Project Work Plan

Study Title: Impacts of Hydrologic and Climatic Change on Greater Everglades Marl Prairies, Marshes, and Sloughs
Study Start Date: 10/1/2006 Study End Date: 9/30/2012
Web Sites: http://sofia.usgs.gov/projects/index.php?project_url=tree_islands
Location (Subregions, Counties, Park or Refuge): Everglades National Park, Big Cypress National Preserve, A.R.M. Loxahatchee National Wildlife Refuge, Water Conservation Areas 2 and 3
Funding Source: GE PES
Other Complementary Funding Source(s): None at this time
Funding History: FY07; FY08, FY09; FY10, FY11.
Principal Investigator(s): Debra A. Willard
Study Personnel: C. Bernhardt, B. Landacre, M. Marot, T. Sheehan, J. Sah, P. Conrads.
Supporting Organizations: South Florida Water Management District; Everglades National Park; A.R.M. Loxahatchee National Wildlife Refuge, Big Cypress National Preserve, US Fish & Wildlife Service.
Associated / Linked Studies: Development and Stability of Everglades Tree Islands, Ridge and Slough, and Marl Prairies (ended 2006); Synthesis of South Florida Ecosystem History Research (ended in FY07); Sea Level Rise and Climate Change - Impacts on the Greater Everglades Ecosystem and Restoration.

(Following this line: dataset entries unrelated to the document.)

PR #2948, opened 2016-09-13
Allows a callback to be set on when the frame changes on a MovieClip

themoonrat:
https://github.com/pixijs/pixi.js/issues/2947

Adds a callback when the frame changes
Added some protection to the code to make sure that the texture is only changed when the frame changes. For example, if a playing animation is currently on frame 7, then gotoAndStop(7) is called, the onFrameChange function will not be called.


whizzkid:
Might I suggest adding the currentframe to the callback so that you don't have to do get a reference to your movieclip and get its currentframe yourself all the time.

so:

`this.onFrameChange(this.currentFrame);`

englercj:
Rebase required!

themoonrat:
Done

PR #2959, opened 2016-09-16
CanvasPrepare updated to simulate WebGLPrepare

themoonrat:
When rendering canvas games with large textures, there can be micro-stutters when a texture is drawn for the first time. Looking at Chrome dev tools I found that sometimes this is due to the texture being decoded on the GPU.

With PIXI, this is covered in WebGLPrepare, which can use the WebGL texture manager to update base textures and graphics. 
CanvasPrepare was just a stub. I have filled out this stub to try and make the behaviour match. The act of calling drawImage onto a canvas requires that the GPU has the image drawn; and thus is an indirect way to force textures to be uploaded and decoded.

Whereas WebGLPrepare works for both base textures and graphics, this PR for CanvasPrepare is just for base textures


englercj:
Rebase on `dev` required D: Sorry!

themoonrat:
And also done :)

PR #2961, opened 2016-09-17
Linted using ESLint and other cleanups

jayands:
I used [Overcommit](https://github.com/brigade/overcommit), ESLint and Babel to help find some interesting "errors" in your source code consistency, albeit mostly small stuff, like quote consistency and mixed white space (man, THAT one was "fun"; there were tabs in the source code!). I did, however, manage to find one actual error, in `test/core/Bounds.js`, in the process: it was potentially giving a false positive with a `no-unused-vars` error showing up during linting (c.f. that file).

Other than that, it was just cleanup and enforcing the linting rules. I know that there are a lot of files changed, but I would still ask that you go over all of them; sometimes I removed an unused variable, and other times, I told it to ignore it. Overcommit wouldn't let me just halfway do it, after all. I didn't include any files that weren't already in the system, but I will attach my extras with the PR if you want to add them in. The ESLint files were created with [`jshint2eslint`](https://github.com/jrajav/jshint2eslint), too, so they should be pretty consistent. 
[extras.zip](https://github.com/pixijs/pixi.js/files/477989/extras.zip)

Signed-off-by: Jonathan Sifuentes <jayands2k11@ymail.com>


bigtimebuddy:
Thanks for this! Unfortunately, we are already in the process converting to ESLint in our **dev-es6** branch (as well as converting to ES6) and have fixed many of these issues you pointed out. If you want to take a pass at that source to make sure we didn't miss anything, that'd be useful!

Issue #2934, opened 2016-09-09
anchor = new Point breaks the render


mathieuanthoine:
The two syntaxes work:
mySprite.scale.set(0.3,0.3);
mySprite.scale= new PIXI.Point(0.3,0.3);

but not with anchor:
mySprite.anchor.set(0.5,0.5); // ok
mySprite.anchor= new PIXI.Point (0.5,0.5); // breaks the render

GoodBoyDigital:
You are correct 👍 
This is on our to fix list :)

englercj:
Should be fixed by #3017

PR #2966, opened 2016-09-17
Add getter and setter to Sprite.anchor

tcreeds:
anchor is now a property for _anchor. Setter ensures that _anchor is set
to a valid ObservablePoint, and sets it with Point values if a Point is
passed in.

References #2934


ivanpopelyshev:
I see potential side-effects. It must be done the same way "position", "scale" and "skew". Also we have to make transform read-only. I'll make new PR for that.

englercj:
Closing this for the reasons @ivanpopelyshev mentioned. Did you ever make that PR ivan?

PR #7040, opened 2020-11-30
Fix #7036

### LINKED ISSUE #7036: Objects with filters are rendered in lower quality if the renderer's resolution is greater than 1
### Current Behavior

If the app's (or renderer's) resolution is set to anything other than 1, e.g. if `window.devicePixelRatio` is used and greater than 1, then filters with (default) resolution 1, render to textures of relatively lower resolution. Consequently the visual quality degrades as soon as a filter is applied and the filter's resolution isn't adjusted to the renderer's resolution. This behavior is best shown by the demo below.

image

### Expected Behavior

The filter's resolution should be relative to renderer's/render texture's resolution. Manually setting the resolution of every filter used to the same resolution as the renderer doesn't seem like the right way to go, neither solving the problem by changing the settings globally like this, which at the moment is the best way to do it as far as I can tell:

```js
PIXI.settings.RESOLUTION = window.devicePixelRatio;
PIXI.settings.FILTER_RESOLUTION = window.devicePixelRatio;
```

### Possible Solution

After the resolution is determined that is used for the filters in `FilterSystem.push()`, we need to multiply it by the renderer's/render texture's resolution.

```js
if (renderer.renderTexture.current) {
    // Rendering to a texture...
    const baseTexture = renderer.renderTexture.current.baseTexture as BaseRenderTexture;
    resolution *= baseTexture.resolution;
} else {
    // Rendering to the screen...
    resolution *= renderer.resolution;
}
```

I haven't tested it yet, but it seems like this would work.

### Steps to Reproduce

Check out the demo [here](https://www.pixiplayground.com/#/edit/KXGbyIOJzQBv7MQVT_8QT). To see it, you have to zoom in of course. Zoom in as far as possible and click _Refresh_.

### Environment

- **Running Example**: https://www.pixiplayground.com/#/edit/KXGbyIOJzQBv7MQVT_8QT

dev7355608:
##### Description of change

Fixes #7036.

Changes the filter's resolution from absolute to relative to the current render target's resolution.

##### Pre-Merge Checklist

### DIFF
--- a/packages/core/src/filters/FilterSystem.ts
+++ b/packages/core/src/filters/FilterSystem.ts
@@ -12,6 +12,7 @@ import type { Filter } from './Filter';
 import type { IFilterTarget } from './IFilterTarget';
 import type { ISpriteMaskTarget } from './spriteMask/SpriteMaskFilter';
 import type { RenderTexture } from '../renderTexture/RenderTexture';
+import type { BaseRenderTexture } from '../renderTexture/BaseRenderTexture';
 import type { Renderer } from '../Renderer';
 
 /**
@@ -179,6 +180,15 @@ export class FilterSystem extends System
             autoFit = autoFit || filter.autoFit;
 
             legacy = legacy || filter.legacy;
+        }
+
+        if (renderer.renderTexture.current)
+        {
+            resolution *= (renderer.renderTexture.current.baseTexture as BaseRenderTexture).resolution;
+        }
+        else
+        {
+            resolution *= renderer.resolution;
         }
 
         if (filterStack.length === 1)


ivanpopelyshev:
For now all resolutions were absolute, not relative. I had idea to use multiplication , but its better if @bigtimebuddy clarifies whether we can make another API to track absolute resolution or relative in filters

SukantPal:
I'd actually discourage this b/c resolution, until now, had a very simple definition: the ratio of physical pixels to CSS pixels in the rendering pipeline.

bigtimebuddy:
Thanks for the PR @dev7355608, but I'm going to close this. I don't think it's the right solution is to make the resolution relative to the renderer. it's a pretty significant change in behavior with respect to filter resolutions.

That said, I think how Pixi manages resolution everywhere could be improved. It's a little cumbersome to have static globals, a renderer resolution, texture/resource resolutions, AND local display object resolution properties (e.g. Text). If anyone has a proposal to harmonize this mess to be simpler and more streamlined, would welcome it!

Overview & Objective(s): The initial objective of this project is reconstruction of marl prairie vegetation and hydroperiod for the last few centuries to evaluate impacts of climate variability and anthropogenic alteration of hydrology on this critical habitat. This research builds upon previous work throughout the Greater Everglades wetland that documents responses of tree islands and the ridge and slough landscape to natural and anthropogenic hydrologic change (completed 2007). This task requires: 1) multi-proxy analyses (pollen, charcoal, carbon isotopes, geochronology) of sediment cores from marl prairie habitats; and 2) refinements to the existing Everglades pollen calibration dataset by collecting and analyzing surface samples along vegetation transects established by M. Ross and colleagues at Florida International University. An additional objective of the project is refinement of down-core estimates of hydroperiod and stage by calibrating results from new and existing cores with nearby stream gage records. For this task, fine sampling of several new cores will be paired with stream gages with the longest records to calibrate pollen-based estimates of hydroperiod using instrumental records. The resulting refinements will be used to re-evaluate paleohydrologic evidence from ~75 existing sites and develop an Everglades-wide hydrologic reconstruction for pre- and post-drainage time slices. Proxy records preserved in Everglades sediments provide an archive of wetland response to a series of natural and anthropogenic hydrologic experiments during the last few millennia and document the impacts of multidecadal climate processes on wetland communities. By extending the period of record of observations in this "living laboratory of change", these data improve our ability to forecast future ecosystem response to a broad range of climate and management scenarios.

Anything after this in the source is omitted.